Network file systems (superseded)

Modal lets you create writeable volumes that can be simultaneously attached to multiple Modal functions. These are helpful for use cases such as:

  1. Storing datasets
  2. Keeping a shared cache for expensive computations
  3. Leveraging POSIX filesystem APIs for both local and remote data storage

Note: NetworkFileSystems have been superseded. Modal NetworkFileSystems are limited by the fact that they are located in only one cloud region. Since Modal compute runs in multiple regions, this causes variable latency and throughput issues when accessing the file system.

To address this, we have a new distributed storage primitive, modal.Volume, that offers fast reads and writes across all regions. NetworkFileSystems are still supported and useful in some circumstances, but we recommend trying out Volumes first for most new projects.

Basic example

The modal.NetworkFileSystem constructor initializes an empty volume. This can be mounted within a function by providing a mapping between mount paths and NetworkFileSystem objects. For example, to use a NetworkFileSystem to initialize a shared shelve disk cache:

import shelve
import modal

volume = modal.NetworkFileSystem.new()

@stub.function(network_file_systems={"/root/cache": volume})
def expensive_computation(key: str):
    with shelve.open("/root/cache/shelve") as cache:
        cached_val = cache.get(key)

    if cached_val is not None:
        return cached_val

    # cache miss; populate value
    ...

The above implements basic disk caching, but be aware that shelve does not guarantee correctness in the event of concurrent read/write operations. To protect against concurrent write conflicts, the flufl.lock package is useful. An example of that library’s usage is in the Datasette example.

Persisting volumes

By default, a modal.NetworkFileSystem lives as long as the app it’s defined in, just like any other Modal object. However in many situations you might want to persist file data between runs of the app. To do this, you can use the persisted method on the NetworkFileSystem object. For example, to durably store trained model checkpoints when running a model training job:

import modal

volume = modal.NetworkFileSystem.persisted("job-storage-vol")

stub = modal.Stub()

MODEL_DIR = "/models"

@stub.function(
    network_file_systems={MODEL_DIR: volume},
)
def run_training():
    ...
    ...
    trainer.save(MODEL_DIR)

Deleting volumes

To remove a persisted network file system, deleting all its data, you must “stop” it. This can be done via the network file system’s dashboard app page or the CLI.

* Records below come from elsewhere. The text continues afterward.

PR #3287, opened 2026-07-23
fix(backlog): facts-absorb wall clock, contentless-completion guard, pack-driven link extraction (nwf5)

### LINKED ISSUE #3190: Schema-pack link verbs and frontmatter_links cannot produce typed edges via extract links — entity-dir whitelist and hardcoded frontmatter map make custom packs decorative for link extraction
## Summary

A custom schema pack can declare `link_types[].inference.regex` and
`frontmatter_links:` mappings that validate cleanly and display correctly in
`gbrain schema show` — but `gbrain extract links` (both `--source db` and the
filesystem path) can never create a single typed edge from them for a brain
whose content doesn't follow gbrain's built-in directory taxonomy. Three
independent gates each kill it; all three are hardcoded and none is
pack-configurable. The result is silent: `extract links` walks every page and
reports `created 0` with no hint about why.

## Environment

- gbrain 0.42.58.0 (`bun install -g github:garrytan/gbrain`, commit `a25209b`);
  code paths re-verified identical on master @ 0.42.64.0
- Postgres 17 + pgvector 0.8.5 engine; Bun 1.3.14; WSL2 Ubuntu
- Custom pack (5 page types with `path_prefixes: [wiki/people/, …]`; 6 link
  verbs with regex-only inference; `frontmatter_links` mapping
  `parents`→`parent_of`, `children`→`child_of`). Pack is active, `schema
  validate` and `schema lint` clean.

## Minimal repro

Corpus: an Obsidian-style wiki whose pages live under nested dirs
(`wiki/people/<slug>.md`) and cross-link with standard relative markdown links:

```markdown
- parent of [Harriet Emeline Pettit](pettit-harriet-emeline-1828.md) _(S022, unverified)_
- member of the [Pettit](../lines/pettit.md) line
```

with frontmatter:

```yaml
parents: [pettit-james-b-1777, felt-lucy-w-1777]
children: [barker-helen-elizabeth-1825, pettit-harriet-emeline-1828]
```

Pack link verb: `{name: parent_of, inference: {regex: '[Pp]arent of \['}}` and
`frontmatter_links: [{page_type: person, fields: [parents], link_type: parent_of}]`.

Run: `gbrain extract links --source db` → walks all pages, `created 0`.

## Root cause (traced by executing the installed functions directly)

Trace harness: called `extractPageLinks` / `extractFrontmatterLinks` /
`inferLinkTypeFromPack` from the installed package against the real page
content and synthetic controls differing only in link-target shape.

**Gate 1 — `ENTITY_REF_RE` / `DIR_PATTERN` whitelist**
(`src/core/link-extraction.ts` ~L86): markdown-link targets must start (after
optional `../`) with one of
`people|companies|meetings|concepts|deal|civic|project|projects|source|media|yc|tech|finance|personal|openclaw|entities`.
Same-directory links (`[N](slug.md)`) and non-whitelisted dirs
(`[N](../lines/x.md)`) yield **candidates = 0**, so pack verb regexes are
never consulted. Trace: real page containing `parent of [` → 0 candidates;
identical sentence with target `people/slug` → 1 candidate. The whitelist is a
`const`; `path_prefixes` declared by the active pack's page types do not feed
it, and no config key extends it.

**Gate 2 — pack inference never runs on the plain extract path**:
`inferLinkTypeFromPack` is called only from `src/core/extract-ner.ts`
(`--ner`). The plain fs/db path persists `candidate.linkType` from the
hardcoded `inferLinkType` — so even a whitelisted-shape link in a sentence
matching a pack verb regex is stored as `mentions`. Trace: whitelisted-shape
candidate came back `linkType: "mentions"` while `inferLinkTypeFromPack` on
the same context returns `parent_of`. (NER-based typing is not a substitute
where entities share exact names — genealogy corpora have identical-name
ancestors, and the gazetteer's maximal-munch tie-break mis-targets them.)

**Gate 3 — `frontmatter_links` has no extraction-time consumer**:
`extractFrontmatterLinks` iterates only the hardcoded `FRONTMATTER_LINK_MAP`
(fields `company`, `investors`, `attendees`, `sources`, …). The pack's
`frontmatter_links` array is parsed, validated, and read by exactly one
consumer — the schema-graph visualization op (`operations.ts` ~L4608). Trace:
real frontmatter with `parents`/`children` → 0 candidates; the only resolver
calls came from the built-in `sources` mapping.

(Minor fourth gate for completeness: harvested slugs are relative to the
whitelist dir (`people/…`) and don't match nested stored slugs
(`wiki/people/…`), so even surviving candidates would drop at the persist
join.)

## Why this matters

The pack authoring surface (`schema add-link-type`, `frontmatter_links`)
reasonably implies that a lint-clean active pack will drive extraction. It
doesn't, and nothing warns. For any KB not born in gbrain's canonical
directory layout, `extract links` silently produces zero typed edges while
`schema show` displays a perfectly-registered set of verbs — a several-day
debugging trap (config layer is provably correct, engine never consults it).

## Proposal (either/both would resolve it)

1. **Feed the entity-dir whitelist from the active pack**: union
   `DIR_PATTERN` with the active pack's `page_types[].path_prefixes` (and/or
   add a `link_extraction.entity_dirs` config key). Also normalize harvested
   slugs against the matching page-type prefix so nested layouts
   (`wiki/people/…`) resolve.
2. **Wire `frontmatter_links` into `extractFrontmatterLinks`**: append
   pack-declared mappings to `FRONTMATTER_LINK_MAP` at pack load (fields →
   link_type, page_type filter; values that are already page slugs/ids should
   skip name-resolution). This makes the existing manifest field real.
3. Cheap interim: have `extract links` emit a one-line notice when a pack
   declares link verbs / frontmatter_links but the run produced 0 typed
   candidates — pointing at the whitelist — so the failure isn't silent.

## Workaround (for anyone else landing here)

Bypass extraction: derive edges from frontmatter directly and batch-insert via
`engine.addLinksBatch` with a custom kebab `link_source` provenance (survives
reconciliation; idempotent reload = delete-by-provenance + re-insert). Happy
to share the ~150-line loader if useful.

### LINKED ISSUE #3207: facts-absorb missing from HANDLER_DEFAULT_TIMEOUT_MS: LLM extraction is wall-clock killed at the tight null-default, exactly the failure that file exists to prevent
## Summary

`facts-absorb` performs a single LLM extraction call per page, but it is absent
from `HANDLER_DEFAULT_TIMEOUT_MS` (`src/core/minions/handler-timeouts.ts:33`). It
therefore inherits the tight null-default wall-clock budget
(`lockDuration * 2 * GREATEST(max_stalled,1)`, `queue.ts:779`) and is
dead-lettered mid-generation on any page that takes longer than that.

This is precisely the scenario that file was written to fix. From its own
docblock:

> Short jobs (shell, lint, backlinks) want the tight default wall-clock […]. Long
> jobs do not: **a 30-min LLM loop or a 10-15 min embed backfill submitted WITHOUT
> an explicit `timeout_ms` would inherit that short null-default and get
> wall-clock-killed mid-progress** — one half of #1737's thrash.

`chronicle_extract` is in the map with a 10-minute budget and is described as
"one page = one LLM extraction call + a few writes". `facts-absorb` is the same
shape and was missed.

## Observed

Brain on a self-hosted OpenAI-compatible chat endpoint (CPU inference, so
generation is slow but entirely healthy).

Two `facts-absorb` runs on an 8.6k-char page completed normally at **122s** and
**128s**, inserting 4 and 7 facts.

A third on a comparable page:

```
id    | status | timeout_ms | attempts_made | error_text
16947 | dead   | (null)     | 1             | wall-clock timeout exceeded
elapsed: 181s
```

`timeout_ms` is NULL on the row (no explicit value, no column default), so the
null-default applied and killed a job that was working correctly. Nothing was
inserted; the page's facts are simply lost until something resubmits.

## Why this is worse than a slow job

The margin is razor-thin — successful runs at 122s and 128s against a cut-off
around 180s — so the same page succeeds or dies depending on model load. And the
outcome is not obviously a timeout to anyone looking at facts coverage: the job
is dead-lettered, `facts` simply does not grow, and `doctor`'s `facts_health`
reports `[OK] 0 active, 0 today`. It reads as "this page had no facts."

The exposure grows with provider latency. On a fast hosted API 180s is ample; on
a self-hosted or heavily-loaded endpoint it is routinely breached. Self-hosting is
a supported configuration, so the default should not assume hosted-API latency.

## Second, related cap

`backstop.ts:194` hardcodes `timeout_ms: 180_000` when it submits the durable job
itself:

```ts
{
  queue: 'default',
  idempotency_key: `facts-absorb:${ctx.sourceId}:${parsedPage.slug}:${contentHash}`,
  max_attempts: 3,
  timeout_ms: 180_000,
}
```

So even the intended submission path caps at 180s, and an explicit `timeout_ms`
outranks any default added to the map. Both need to move together, or adding
`facts-absorb` to `HANDLER_DEFAULT_TIMEOUT_MS` will have no effect on the jobs the
backstop actually creates.

Note also that `max_attempts: 3` does not help: each retry re-runs a generation
that will breach the same ceiling, so a slow page burns three full budgets and
still dies.

## Suggested fix

1. Add `'facts-absorb'` to `HANDLER_DEFAULT_TIMEOUT_MS` — `TEN_MIN_MS` matches
   `chronicle_extract`, which is the same one-page-one-LLM-call shape.
2. Raise or remove the hardcoded `180_000` in `backstop.ts` so it does not
   override that default; if a hard cap is wanted, derive it rather than
   hardcoding a hosted-API-latency assumption.
3. Consider making the dead-letter reason visible where facts coverage is
   reported — a page whose facts were lost to a wall-clock kill currently looks
   identical to one that genuinely had none.

## Environment

gbrain 0.42.63.0, postgres engine, self-hosted chat via the `litellm` recipe,
`facts.extraction_max_tokens` at its 4000 default.

Related: #3206 (`chat_model` overridden by the tier default) and #3062 (chat
unavailability yields a silent zero) — all three produce the same
indistinguishable "0 facts, no error" outcome from different causes.

### LINKED ISSUE #3217: Zero-token empty completions still succeed

time-attack:
Backlog fix wave nwf5 — three verified items, one commit each.

## Fixes #3207 — facts-absorb wall-clock budget
- `'facts-absorb': TEN_MIN_MS` added to `HANDLER_DEFAULT_TIMEOUT_MS` (same one-page-one-LLM-call shape as `chronicle_extract`).
- The durable submit in `src/core/facts/backstop.ts` no longer hardcodes `timeout_ms: 180_000` — the map's contract ("an explicit `opts.timeout_ms` always wins") would have neutralized a map-only fix, so the submit now inherits the stamp from `MinionQueue.add`.
- Test: `test/facts-backstop.test.ts` pins both the map value and the stamped `minion_jobs.timeout_ms` on a real short-lived-CLI durable submit.

## Fixes #3217 — contentless chat completions reported as success (takeover of #3249)
Applied #3249's fix verbatim (it was correct and complete); credit to @Masashi-Ono0611 via co-author trailer. `chat()` now rejects completions with no usable content (no non-whitespace text, no tool-call blocks), gated on CONTENT and never on reported usage. Refusal/content_filter stops stay returned, not thrown; a contentless `length` stop is an `AIConfigError` with an actionable fix; the throw carries the provider's real usage so budget accounting charges actual tokens (pessimistic fallback preserved when usage was omitted). Test file `test/ai/gateway-empty-completion.test.ts` included from #3249. Not closing #3249 here — just referencing.

## Fixes #3190 — custom schema packs were decorative for plain link extraction
All three gates opened, in the canonical layer (`src/core/link-extraction.ts`) so the db extract path, `extract --stale`, and `put_page` auto-link behave identically:
1. **Entity-dir whitelist**: `extractEntityRefs` / the bare-slug pass union `DIR_PATTERN` with the active pack's `page_types[].path_prefixes` (slug-safe charset only, longest-first so nested prefixes win).
2. **Verb inference**: `extractPageLinks` consults pack `link_types[].inference` (page-type-bound + regex under a per-page ReDoS budget) before the legacy matchers — the exact caller wrap `schema-pack/link-inference.ts` documents.
3. **frontmatter_links**: pack mappings extend `FRONTMATTER_LINK_MAP` at extraction time (outgoing direction, pack entity dirs as resolution hints). The hardcoded map wins on any `(pageType, field)` it already covers, so a pack restating a built-in field cannot emit reversed or duplicate edges.

Guard: the codegen'd base packs (`gbrain-base`, `gbrain-base-v2`) are excluded via `packLinkExtractionView` — they are generated FROM the in-code tables, and consulting their simplified sketch regexes (or their direction-less frontmatter entries) would regress default-pack behavior. `LINK_EXTRACTOR_VERSION_TS` bumped so `extract --stale` re-extracts previously-stamped pages.

Not covered (follow-up material): the filesystem walk path (`extractLinksFromFile`) keeps its own dir-based inference; the issue's repro (`extract links --source db`) and put_page are fully covered.

## Verification
- `bun run typecheck` exit 0
- `bun test` on touched + adjacent files: `link-extraction-pack`, `facts-backstop*`, `ai/gateway*`, `link-extraction`, `link-inference-pack`, `extract-db`, `extract-stale`, `extract`, `extract-fs`, `extract-incremental`, `extract-source-aware`, `reconcile-links.serial`, `doctor-links-extraction-lag`, `regressions/gbrain-base-equivalence`, `minions/*` — all pass (750+ tests, 0 fail)

### DIFF
--- a/src/commands/extract.ts
+++ b/src/commands/extract.ts
@@ -43,6 +43,8 @@ import {
 } from '../core/link-extraction.ts';
 import { createProgress } from '../core/progress.ts';
 import { getCliOptions, cliOptsToProgressOptions } from '../core/cli-options.ts';
+import { loadActivePackBestEffort } from '../core/schema-pack/best-effort.ts';
+import { packLinkExtractionView } from '../core/schema-pack/link-inference.ts';
 import { pathToSlug, pruneDir, isSyncable } from '../core/sync.ts';
 // v0.41.18.0: withRetry + isRetryableConnError + WithRetryOpts moved to
 // src/core/retry.ts as the canonical primitive. Engine methods
@@ -1381,6 +1383,9 @@ async function extractLinksFromDB(
   // Issue #972: opt-in global-basename wikilink resolution. Read once
   // per extract run; threaded into each extractPageLinks call.
   const globalBasename = await isGlobalBasenameEnabled(engine);
+  // #3190: active custom pack (null for the codegen'd base packs) so pack
+  // path_prefixes / link verbs / frontmatter_links drive extraction.
+  const pack = packLinkExtractionView(await loadActivePackBestEffort({ engine } as never));
   // v0.32.8: listAllPageRefs enumerates (slug, source_id) so we can thread
   // sourceId to getPage AND build a cross-source resolution map for link
   // disambiguation. Pre-fix used getAllSlugs() which collapsed
@@ -1461,7 +1466,7 @@ async function extractLinksFromDB(
     // basename lookup; off by default for back-compat.
     const extracted = await extractPageLinks(
       slug, fullContent, page.frontmatter, page.type, resolver,
-      { skipFrontmatter: !includeFrontmatter, globalBasename },
+      { skipFrontmatter: !includeFrontmatter, globalBasename, pack },
     );
     unresolved.push(...extracted.unresolved);
 
@@ -1687,6 +1692,9 @@ export async function extractStaleFromDB(
   const resolver = makeResolver(engine, { mode: 'batch' });
   const nullResolver = { resolve: async () => null as string | null };
   const activeResolver = includeFrontmatter ? resolver : nullResolver;
+  // #3190: same pack threading as extractLinksFromDB so `extract --stale`
+  // produces the same edges as a manual `extract links --source db`.
+  const pack = packLinkExtractionView(await loadActivePackBestEffort({ engine } as never));
   const allRefs = await engine.listAllPageRefs();
   const allSlugs = new Set<string>();
   const slugToSources = new Map<string, string[]>();
@@ -1719,6 +1727,7 @@ export async function extractStaleFromDB(
       const fullContent = page.compiled_truth + '\n' + page.timeline;
       const extracted = await extractPageLinks(
         page.slug, fullContent, page.frontmatter, page.type, activeResolver,
+        { pack },
       );
       for (const c of extracted.candidates) {
         const r = resolveCandidateSources(c, page.slug, page.source_id, allSlugs, slugToSources);
--- a/src/core/ai/gateway.ts
+++ b/src/core/ai/gateway.ts
@@ -3207,14 +3207,66 @@ export async function chat(opts: ChatOpts): Promise<ChatResult> {
     const providerMetadata = (result as any).providerMetadata as Record<string, any> | undefined;
     const anthropicCache = providerMetadata?.anthropic ?? {};
 
-    const inTok = Number(usage.inputTokens ?? usage.promptTokens ?? 0);
-    const outTok = Number(usage.outputTokens ?? usage.completionTokens ?? 0);
+    const rawInTok = usage.inputTokens ?? usage.promptTokens;
+    const rawOutTok = usage.outputTokens ?? usage.completionTokens;
+    const inTok = Number(rawInTok ?? 0);
+    const outTok = Number(rawOutTok ?? 0);
+
+    const stopReason = mapStopReason((result as any).finishReason, providerMetadata);
+    const text = blocks
+      .filter(b => b.type === 'text')
+      .map(b => (b as { type: 'text'; text: string }).text)
+      .join('');
+
+    // A completion with no usable content must not report success (#3217).
+    // The check is on the CONTENT (text / tool-call blocks), never on reported
+    // usage — providers commonly normalize omitted usage to zero, so a
+    // usage-based gate would wave empty responses through as "free" successes
+    // that silently propagate no result to every chat() caller. Refusal and
+    // content-filter stops stay non-throwing: they are meaningful terminal
+    // signals callers branch on (toolLoop surfaces each as its own stop
+    // reason). A length stop with no content is classified distinctly — the
+    // output budget was exhausted before any text was emitted (thinking
+    // models spend it on internal reasoning first), which is deterministic
+    // for the same call, so it gets a config error with an actionable fix
+    // instead of a futile retry.
+    if (
+      text.trim().length === 0 &&
+      !blocks.some(b => b.type === 'tool-call') &&
+      stopReason !== 'refusal' &&
+      stopReason !== 'content_filter'
+    ) {
+      const label = `chat(${recipe.id}:${modelId})`;
+      const emptyErr =
+        stopReason === 'length'
+          ? new AIConfigError(
+              `${label}: output budget exhausted before any content was emitted (maxOutputTokens=${maxOutputTokens})`,
+              'Raise maxTokens for this call (or the configured max output tokens). Thinking models spend output budget on internal reasoning before emitting text.',
+            )
+          : new AITransientError(
+              `${label}: provider returned an empty completion (stopReason=${stopReason}, output_tokens=${outTok}) — no text and no tool calls`,
+            );
+      // Carry the real usage on the error so the catch-path budget record
+      // charges actual tokens instead of the pessimistic ceiling — but only
+      // the fields the provider actually reported. When usage was omitted
+      // entirely, attach nothing so _extractUsageFromError keeps its
+      // pessimistic fallback (attaching a synthesized {0,0} would record the
+      // spend as free).
+      const reportedUsage: Record<string, number> = {};
+      if (typeof rawInTok === 'number' && Number.isFinite(rawInTok)) reportedUsage.input_tokens = rawInTok;
+      if (typeof rawOutTok === 'number' && Number.isFinite(rawOutTok)) reportedUsage.output_tokens = rawOutTok;
+      if (Object.keys(reportedUsage).length > 0) {
+        (emptyErr as { usage?: unknown }).usage = reportedUsage;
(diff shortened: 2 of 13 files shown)


time-attack:
Closing. The pack-driven link-extraction work is the bulk of this and it is feature work — three new extraction gates, a base-pack exclusion view, and a `LINK_EXTRACTOR_VERSION_TS` bump that forces repo-wide re-extraction — not a fix. It is bundled with a gateway change that makes contentless completions throw for every `chat()` caller (taken over from #3249) and a one-line timeout entry. Three unrelated changes at 773 lines is not something we can review as a unit. Thank you for the thorough per-item verification notes.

For example, a file system with the name my-vol that lives in the e-corp workspace could be stopped (i.e. deleted) by going to its dashboard page at https://modal.com/apps/e-corp/my-vol and clicking the trash icon. Alternatively, you can use the file system’s app ID with modal app stop.

(Network File Systems are currently a specialized app type within Modal, which is why deleting one is done by stopping an app.)

Further examples

  • The Modal Podcast Transcriber uses a persisted network file system to durably store raw audio, metadata, and finished transcriptions.